An overview of the manuscript's core strengths. Most editorial letters begin by identifying what is already working well in the manuscript — a compelling voice, an effective structural choice, a strong central relationship — establishing what the subsequent revision should preserve and build on rather than inadvertently damage while addressing other issues.

A diagnosis of the manuscript's central problems. The letter identifies the most significant issues affecting the manuscript, typically prioritized by importance rather than presented as an exhaustive list of every minor issue, on the reasoning that revision is most effective when focused on a small number of high-impact problems rather than diffused across many minor concerns simultaneously.

Analysis organized by craft element. Editorial letters commonly address distinct craft categories in turn — plot and structure, character development, pacing, point of view, worldbuilding, thematic clarity — providing a systematic account of how the manuscript is performing in each area rather than an unstructured stream of observations.

Specific examples drawn from the manuscript. Rather than offering only general assessments, an effective editorial letter typically grounds its observations in specific scenes, chapters, or passages, illustrating a broader pattern with concrete instances the author can locate and examine directly within their own manuscript.

Suggested directions for revision. While an editorial letter generally avoids prescribing exact rewrites, it typically offers direction — questions to consider, possible approaches to a structural problem, alternative ways a scene or character arc might be handled — intended to guide the author's own revision process rather than dictate a single correct solution.

Editorial Letters Versus Manuscript Annotation

An editorial letter is usually delivered alongside, rather than instead of, a manuscript marked up with more localized comments, addressing specific lines, scenes, or passages directly within the text. The two forms of feedback serve complementary purposes: the editorial letter provides the big-picture diagnosis and priorities, while in-manuscript annotation provides granular, located observations tied to specific moments in the text. An author typically reads the editorial letter first, to understand the overall shape of the feedback and the priorities for revision, before working through the more detailed annotations scattered through the manuscript itself.

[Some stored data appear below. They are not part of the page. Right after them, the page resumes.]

PR #503, opened 2026-08-10
Fix Round 29: partial answers presented as complete ones

gasvn:
Seven verified defects, all found by researcher personas in three domains not previously exercised (vaccine immunoinformatics, epidemiology/global health surveillance, medical imaging/radiogenomics) and each re-verified via the CLI before any fix was written. Root cause for every one was established against the upstream API directly, not inferred from tool behaviour.

The theme this round is **a partial or wrong answer presented as a complete, correct one**.

### 1. World Bank and WHO GHO returned an arbitrary slice as the whole series

`WorldBank_get_indicator` for four countries over 2010-2024 returned 50 of 60 rows with `status: success`, ending part-way through Myanmar — **Myanmar 2010-2019 vanished silently**. `pages: 2` was buried in the upstream metadata at `data[0]`; `count: 2` was the length of the `[metadata, rows]` envelope, not a row count; and no `page`/`per_page` parameter existed, so page 2 was unreachable through the tool.

`WHOGHO_get_indicator_data` sent `$top=20` with no `$orderby`, returning 20 rows in the API's internal `Id` order — an unpredictable, non-chronological sample of a 25-year series (2006, 2013, 2017, 2018, 2021 dropped). A trend line built from it has invisible holes.

Verified upstream: `per_page=100` returns all 60 records (Myanmar 2010 = 1010.53); `per_page` accepts up to 32500 and 400s at 40000. GHO applies `$orderby` before `$top`, and `$count=true` returns `@odata.count: 25`.

Both now report the true total, an explicit `truncated` flag, and a note naming the next step; WHO GHO results are ordered so a capped result is a contiguous prefix; both echo the fully-resolved request URL so a suspected dropped filter can be audited. The two `BaseRESTTool` hooks are opt-in `fields.*` keys and are no-ops for every tool that does not set them.

### 2. Nextstrain reported a total that counted only what it had truncated

`Nextstrain_list_datasets` capped each pathogen's `datasets` array at 10, then summed those capped arrays into `metadata.total_datasets` — reporting **113 for a catalogue of 295**, wrong by 2.6x, next to per-pathogen `dataset_count` fields that told the truth and contradicted it (avian-flu 66, ncov 86). Nothing disclosed the cap and no parameter could page past it.

Verified against `nextstrain.org/charon/getAvailable`: 295 datasets across 23 pathogens. The total is now real, what was returned moved to `listed_datasets`, and the cap is disclosed and controllable. The sibling `get_dataset` cut `available_colorings` at 15 where a real build has 20; it now returns all.

### 3. A GTDB species query returned a different species and the genus count

`GTDB_search_genomes` for `Mycobacterium tuberculosis` returned **Mycobacterium leprae** among the top five and reported `total_results: 13381`.

Root cause proven, not inferred: appending a term GTDB cannot match (`Mycobacterium xyzzyplop`) leaves the count and rows byte-identical to a bare `Mycobacterium` search — the second term is discarded. And 13381 exceeds the 13027 genomes in the genus, so the figure was `Mycobacterium ∪ tuberculosis`. The endpoint ORs query terms.

The documented `filterText` parameter applies an AND substring test; probing established it is case-insensitive but order- and whitespace-literal, so queries are normalized first. The precise lookup runs first, the loose search is a disclosed fallback, and the same query now returns 7869 with all five results *M. tuberculosis*. A genus query still matches the genus.

### 4. PDC promised disease-name search but only matched study titles

`PDC_search_studies` advertises "search by disease name (e.g. 'Breast', 'Lung', 'CCRCC')". Searching `Lung Adenocarcinoma` returned **zero** studies; `LUAD` returned 18. It called `studySearch(name:)`, which compares against the title alone — the documented `Breast` example worked only because CPTAC breast titles contain the word.

Verified upstream: `getPaginatedUIStudy(disease_type: "Lung Adenocarcinoma")` returns `total: 22`, including PDC000153 whose `disease_type` is `"Lung Adenocarcinoma;Other"`. A researcher looking for the matched molecular partner of the CPTAC-LUAD imaging collection was told it did not exist.

Search now covers the curated metadata PDC publishes and reports which field matched, so a title-only hit is never mistaken for curated evidence. Two further defects surfaced and are fixed: the old path silently capped at 100 results, and the description advertised HTAN, which is not a PDC program.

### 5. cBioPortal and Europe PMC hid the totals that reveal a result is partial

`cBioPortal_get_cancer_studies` returned 20 of 539 with `count: 20` and no total — a silent default, not an API limit (`limit: 1000` returns all 539). A persona concluded the NSCLC cohorts they needed were absent from cBioPortal when they were merely past position 20. There was no `offset`, so paging was impossible.

`EuropePMC_search_articles` parsed a payload containing `hitCount: 103` and reported only `metadata.count: 6`.

Both now report the true total under an unambiguous name, keep the returned count separate, and disclose truncation. cBioPortal reports its total only via a `projection=META` probe with paging params absent; the probe is skipped for unpaged endpoints and short-circuits on a short page, so it costs a request only when the answer is genuinely unknown.

### 6. A misspelled TCIA collection was indistinguishable from an empty one

`TCIA_get_modality_values '{"Collection":"NSCLC-Radiogenomics"}'` returned `status: success` with `data: ""`. That collection does not exist — the real name has a space — but every neighbour is hyphenated, so it is the natural typo, and a genuine filter miss on a *valid* collection produced the byte-identical payload.

Root cause: the NBIA v1 API answers every zero-result query with HTTP 200 and a completely empty body, which fell through to the plain-text branch and became `""` — also making `data` a string on the miss path and a list on the hit path, with no `count` at all.

An unknown collection is now an error naming the closest real names; a valid collection with no matches returns an honest empty list with `count: 0` and a note. The collection list is fetched only on the empty-result path and memoized on success, so a transient outage degrades to a caveat rather than a false "does not exist".

### 7. IEDB epitope prediction hung for two minutes and then gave up

`IEDB_predict_mhci_binding`, `IEDB_predict_mhcii_binding` and `IEDB_predict_antigen_processing` each stalled for the full 120 s client timeout and returned "IEDB prediction timed out" — **including on their own registered test examples**. A nine-residue peptide cannot legitimately take two minutes, so the message blamed the clock for something that was never going to finish. The whole T-cell epitope prediction capability was unusable, which for vaccine design is the load-bearing step.

The cause is upstream and total. Probed directly:

```
GET  tools-cluster-interface.iedb.org/tools_api/mhci/        -> 405 in 0.40 s   (host up)
POST tools-cluster-interface.iedb.org/tools_api/mhci/        -> 0 bytes, killed at 90 s
POST tools-cluster-interface.iedb.org/tools_api/processing/  -> 0 bytes, killed at 120 s
POST tools-cluster-interface.iedb.org/tools_api/bcell/       -> HTTP 200, real TSV, 66.8 s
```

The legacy host accepts the POST and never answers. `bcell/` still works, which is why B-cell prediction kept functioning and masked how broad the outage was.

These three tools now run on IEDB's next-generation asynchronous pipeline API (submit + bounded poll, per-request timeouts). `bcell` deliberately stays on the legacy route because that route still works.

Three contract details were established against the live API rather than assumed, each of which would have been a defect if guessed:
- **A failed stage leaves `status: "pending"` indefinitely while populating `data.errors`** — polling on `status` alone reproduces the original hang. Observed for 180 s.
- Validation failures return **HTTP 200 with `errors` and no `result_id`**; an invalid *method* returns an opaque HTML 500.
- Alleles are spelled **`H2-Kd`, not `H-2-Kd`** — which is the MHC-I tool's own first `test_example`, so it needed translating.

| | before | after |
|---|---|---|
| `IEDB_predict_mhci_binding` (own example) | timeout after **2m 01.8s** | real prediction, **16.1 s** |
| `IEDB_predict_mhcii_binding` (own example) | timeout after **2m 01.7s** | real prediction, **16.0 s** |
| `IEDB_predict_antigen_processing` | same 120 s hang | 23 scored peptides, **22.6 s** |
| `IEDB_predict_bcell_epitopes` | working | unchanged |

The MHC-I result for GILGFVFTL / HLA-A\*02:01 is `netmhcpan_el_score 0.789948`, `percentile 0.09` — correct for the influenza M1 immunodominant epitope.

The processing tool's output columns necessarily change: the legacy proteasome/TAP/total triple does not exist in the new API, and NetCTLpan's cleavage/TAP/MHC/combined scores are the closest true equivalent. The description and `return_schema` describe what is actually returned rather than renaming columns to imitate the retired shape.

Three pre-existing test files asserted the retired TSV contract and are rewritten against the new transport, preserving each original guard's intent — most importantly that an upstream failure is never reported as a prediction.

---

**Verification.** Every fix re-verified by re-running the original failing CLI command. `tests/unit` + `tests/integration` pass with zero failures both before and after (86 new assertions across 8 new regression test files, all mocking the HTTP layer). Each worker grepped `tests/` for assertions on the old behaviour; four pre-existing test files needed changes: `test_clinical_imaging_archives_depth.py` (three TCIA fixtures constructed `BaseRESTTool` directly, repointed to `TCIATool` with identical payloads) and the three IEDB files that asserted the retired TSV contract.

**Scope.** Deliberately avoids every file owned by open PRs #500, #501 and #502. Two verified defects were dropped for that reason and are noted for a later round: `proteins_api_get_epitopes` returns an empty success for P03420 while the upstream EBI epitope endpoint holds 47 features, and `BVBRC_search_surveillance` swallows an unknown parameter and blames the caller for the resulting omission.

### DIFF
--- a/src/tooluniverse/base_rest_tool.py
+++ b/src/tooluniverse/base_rest_tool.py
@@ -237,6 +237,87 @@ class BaseRESTTool(BaseTool):
 
         return result
 
+    @staticmethod
+    def _resolve_path(data: Any, path) -> Any:
+        """
+        Walk a list of dict keys / list indices into a decoded JSON payload.
+
+        Returns None if any step is missing, so callers can treat "not found"
+        and "explicitly null" alike (neither is usable as a total/row list).
+        """
+        current = data
+        for step in path or []:
+            if isinstance(step, int) and not isinstance(step, bool):
+                if not isinstance(current, (list, tuple)) or not (
+                    -len(current) <= step < len(current)
+                ):
+                    return None
+                current = current[step]
+            else:
+                if not isinstance(current, dict) or step not in current:
+                    return None
+                current = current[step]
+        return current
+
+    def _apply_pagination_disclosure(self, result: Dict[str, Any]) -> None:
+        """
+        Surface upstream truncation at the top level of the response.
+
+        Opt-in via ``fields.pagination_disclosure``; tools without the key are
+        untouched. Many APIs return a server-side page of a larger result set
+        and report the real total somewhere inside the payload (World Bank puts
+        ``{"page","pages","per_page","total"}`` at ``data[0]``; OData services
+        return ``@odata.count``). Left buried there, a partial answer is
+        indistinguishable from a complete one -- a country panel can lose a
+        whole country and still report ``status: success``.
+
+        Config keys (all paths are lists of dict keys / list indices into
+        ``result["data"]``)::
+
+            {
+              "total_path": [0, "total"],   # int: rows matching upstream
+              "rows_path": [1],             # list: rows actually returned
+              "page_path": [0, "page"],     # optional int
+              "pages_path": [0, "pages"],   # optional int
+              "more_hint": "How to fetch the rest."
+            }
+
+        Sets ``count`` to the real row count (not the length of an envelope),
+        plus ``total_available`` and an explicit ``truncated`` boolean so
+        "complete" and "partial" are never conflated. When truncated, adds a
+        top-level ``truncation_note`` naming the true total.
+        """
+        config = self.tool_config.get("fields", {}).get("pagination_disclosure")
+        if not config:
+            return
+
+        data = result.get("data")
+        total = self._resolve_path(data, config.get("total_path"))
+        rows = self._resolve_path(data, config.get("rows_path"))
+        if not isinstance(total, int) or isinstance(total, bool):
+            return
+        if not isinstance(rows, list):
+            return
+
+        returned = len(rows)
+        result["count"] = returned
+        result["total_available"] = total
+        result["truncated"] = returned < total
+        if returned >= total:
+            return
+
+        page = self._resolve_path(data, config.get("page_path"))
+        pages = self._resolve_path(data, config.get("pages_path"))
+        page_part = ""
+        if isinstance(page, int) and isinstance(pages, int):
+            page_part = f" This is page {page} of {pages}."
+        hint = config.get("more_hint", "")
+        result["truncation_note"] = (
+            f"Partial result: {returned} of {total} matching records were "
+            f"returned; {total - returned} are missing.{page_part} "
+            f"{hint}"
+        ).strip()
+
     def _handle_special_endpoint(
         self, url: str, response: requests.Response, arguments: Dict[str, Any]
     ) -> Optional[Dict[str, Any]]:
@@ -339,6 +420,15 @@ class BaseRESTTool(BaseTool):
                 max_attempts=3,
             )
 
+            # The echoed `url` is the endpoint only -- query params live in
+            # `params` and never appear in it, so a caller cannot tell what was
+            # actually requested (which page? which filter? which $top?) and
+            # cannot reproduce the call. `fields.echo_request_url` opts a tool
+            # into echoing the fully-resolved request URI instead. Guarded with
+            # getattr so stubbed responses in tests stay valid.
+            if self.tool_config.get("fields", {}).get("echo_request_url"):
+                url = getattr(response, "url", None) or url
+
             # Check for errors (accept any 2xx success status)
             if not (200 <= response.status_code < 300):
                 return {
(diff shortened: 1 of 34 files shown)


gasvn:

Editorial Letters Outside Professional Editing

While the term is most closely associated with professional developmental editors, the underlying format — a structured, comprehensive written overview of a manuscript's strengths and weaknesses, addressing craft elements systematically rather than as scattered notes — is sometimes adopted by beta readers, critique partners, or writing group members asked to provide especially thorough feedback, particularly when reviewing a complete manuscript rather than incremental chapters. In this broader use, an editorial letter functions as a format for organizing feedback clearly and comprehensively rather than as a credential specific to professional editorial services.

Using an Editorial Letter During Revision

Because an editorial letter is typically organized around priorities rather than presented as an undifferentiated list, authors commonly use it to establish a revision plan, addressing the most significant structural or craft issues identified first, since fixes to lower-priority concerns made before higher-priority structural issues are resolved risk being undone or rendered irrelevant by the larger changes still to come. The letter's function as an organizing document for revision, rather than merely a record of an editor's reactions, is often considered one of its primary values relative to less structured forms of feedback.